Grifter 17 January 2019 at 2:47 am UTC
I guess we could call it a lock-in, but I think it's honestly more about "this login service already exists, so we don't have to re-create this aspect", so maybe a little lazy, or maybe they're just dealing with so many platforms where the platform itself handles the user-management. But like I said you could raise the issue with them and ask them to put it up via gog, with the rocket id implementation it might just make the effort less significant enough to where they'd put it up on gog willingly, with a little prodding.
x_wing 17 January 2019 at 3:15 am UTC
Grifter
x_wingI think that the last time I tried to run RL solely, it required to have the steam client running. So, from Shmerl perspective, there is a DRM.
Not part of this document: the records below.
PR #7670, opened 2022-12-26
feat(atsu): ATSU as standalone system with event-bus outside of the MCDU

svengcz:
Fixes report about missing reset of auto-ATIS update on discord

## Summary of Changes

This PR changes the software architecture of the ATSU to an event-based system that runs as a single system outside the MCDU.

- [x] Split up ATSU into common and system
- [x] Use EventBus for the communication with the DCDU/Mailbox
- [x] Implement MCDU client to handle ATSU events outside the MCDU-page logic
- [x] Create System-Host as instrument to load Typescript-systems as single components
- [x] Remove ATSU from MCDU and add to system-host
- [x] Change flight state observer based on events
- [x] Testing, testing testing :D
  - [x] AOC
  - [x] ATC
  - [x] DCDU

## Additional context

Discord username (if different from GitHub): Sven [de en]

## Testing instructions

Test all features of the current ATSU version.
- All AOC features (ATIS, METAR, TAF, Freetext for Hoppie & FBW)
- All ATC features
  - Connect, disconnect
  - Handover
  - Message from ATC (w & w/o semantic responses (i.e. REPORT SQUAWK))
  - Message to ATC (DCL, OCL, Request, etc.)
  - Position reports (manual & automatic)
  - D-ATIS


src/atsu/common/src/databus/Fms.ts
```diff
@@ -0,0 +1,89 @@
...
+}
+
+export interface FmsRouteData {
+    lastWaypoint: Waypoint;
+    activeWaypoint: Waypoint;
+    nextWaypoint: Waypoint;
+    destination: Waypoint;
+}
+
+export interface AtsuFmsMessages {
```
Benjozork, line 27: I think we should make the messages sent from ATSU -> FMS be a separate interface than the messages sent from FMS -> ATSU.

src/atsu/common/src/index.ts
```diff
@@ -0,0 +1,67 @@
+import { AtsuStatusCodes } from './AtsuStatusCodes';
+import { MailboxStatusMessage } from './databus';
+import {
```
Benjozork, line 3: You can replace this with `export * from './messages'` instead

src/atsu/common/src/messages/WeatherMessage.ts
```diff
@@ -61,4 +61,11 @@ export class WeatherMessage extends AtsuMessage {
 
         return message;
     }
+
+    public deserialize(jsonData: Record<string, unknown>): void {
```
Benjozork, line 65: I would generally make those a static method instead, for example:

```ts
public static deserialize(jsonData: Record<string, unknown>): WeatherMessage
```

src/atsu/common/src/types/Clock.ts
```diff
@@ -0,0 +1,25 @@
...
+
+    public hour: number;
+
+    public minute: number;
+
+    public second: number;
+
+    public secondsOfDay: number;
+
+    constructor() {
```
Benjozork, line 16: You can make a shorthand for this by declaring properties in the constructor:

```ts
constructor(
    public year: number,
    public month: number,
    public dayOfMonth: number,
    public hour: number,
    public minute: number,
    public second: number,
    public secondsOfDay: number,
) {
}
```

TypeScript will automatically generate the assignments in the constructor body at compile-time. The properties in the class body can then be omitted.

src/atsu/common/src/types/Waypoint.ts
```diff
@@ -0,0 +1,11 @@
+export class Waypoint {
```
Benjozork, line 1: This looks like it could just be an interface.

src/atsu/system/src/index.ts
```diff
@@ -0,0 +1,13 @@
+import { Atsu } from './ATSU';
```
Benjozork, line 1: We can replace those with `export * from './X'`

src/instruments/src/DCDU/index.tsx
```diff
@@ -232,140 +237,132 @@ const DCDU: React.FC = () => {
...
                 }
+                setMessages(new Map<number, DcduMessageBlock>(messagesRef.current));
             }
-            setMessages(new Map<number, DcduMessageBlock>(messagesRef.current));
-        }
-    });
+        });
+
+        setSubscriber(newSubscriber);
+    }, []);
```
Benjozork, line 365: We need a way here to unsubscribe from all those things in the cleanup callback, but unfortunately our version of `msfssdk` does not have the `Subscription` type....

Need to think of a way to handle this, or add a TODO. This component will never unmount for now, but it is still unoptimal to leak subscriptions

Benjozork (changes requested):

.github/CHANGELOG.md
```diff
@@ -19,8 +19,10 @@
 1. [EFB] Fix and improve pushback system and add API documentation - @frankkopp (Frank Kopp)
 1. [RMP] RMPs navigation backup - Julian Sebline (Julian Sebline#8476 on Discord)
 1. [SEC] Fix GND SPLR logic, add missing GND SPLR partial extension condition - @lukecologne (luke)
-1. [FMGC] Improved importing flight plans from MSFS World Map - @frankkopp (Frank Kopp)  
-1. [EFB] Added boarding time indication to Payload page - @ChristianLutzCL (Christian Lutz) @frankkopp (Frank Kopp)
+1. [FMGC] Improved importing flight plans from MSFS World Map - @frankkopp (Frank Kopp)
+1. [EFB] Added boarding time indication to Payload page - @ChristianLutzCL (Christian Lutz) @frankkopp(Frank Kopp)
```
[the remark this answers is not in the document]
svengcz: No, reverted the commit

src/atsu/common/src/index.ts
svengcz: fixed

src/atsu/system/src/index.ts
svengcz: fixed

src/atsu/common/src/types/Waypoint.ts
svengcz: fixed

src/instruments/src/DCDU/index.tsx
svengcz: handled the leak in the cleanup-call of the effect

src/atsu/common/src/messages/WeatherMessage.ts
svengcz: fixed

src/atsu/common/src/databus/Fms.ts
svengcz: fixed

Benjozork (approved):

frankkopp:
I'd really love to see some documentation esp. around the systems-host - this is really a great addition and it should be clearly documented when to use it, how to use it and how additional modules should be structured. 

Either a README in the systems-host folder or directly in the index.tsx would work fine.

This way others could learn faster how this should be used in a way you intended it to be used. Maybe a minimal example would make sense - Atsu is a big system and it might be easier to understand a more "hello world" like example on systems-host usage.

I obviously can't say when you last tried that, only you can, but I can tell you that it is definitely possible to launch rocket league without having steam running and has been for quite some time; you don't get access to anything that requires a login to their servers, but you can still use free practice or play against bots, etc. I'm no expert on DRM, but I believe that means it doesn't actually have any DRM.

Just tested. Seems that if I run it directly it fails with a segfault but if I start it with gdb, it runs flawlessly. Weird... but definitely they don't have a DRM (or the worst DRM in the world).
einherjar 17 January 2019 at 8:44 am UTC
Shmerl
pete910Because they do not wish too ?

And why wouldn't they wish to have more users?

LOL, please be realistic. The dogmatic people, that do only buy on GOG are even less people, than Linux-Gamers are. And people like you, that do only buy DRM free on GOG AND for Linux are so irrelevant...

Here is a little thing for you to think over:

Steam Linux Market Share: 0,82%
Linux-Gamers that refuse to buy on Steam appr. 20% of Linux Gamers: 0,82 * 0,2 = 0,164%

Sorry, but you really complain about a company, that greatly supports Linux but does not spend time and money for these approximatly 0,16% dogmatic people. LOL! And that is only PC-Customers - so even less in their view over all Plattforms!

To be honest, I think people with arguments like these are really a problem for us Linux-Gamers. The Linux-friendly Devs/Publishers who read this, must really think we aren't worth their time.
Not only that they earn really not much money with supporting Linux, the demanding minority seems also to be ungrateful.

If I would be a Dev/Publisher and read too much of such complains, I would simply say:"F*ck you!". I can run my business perfectly without you.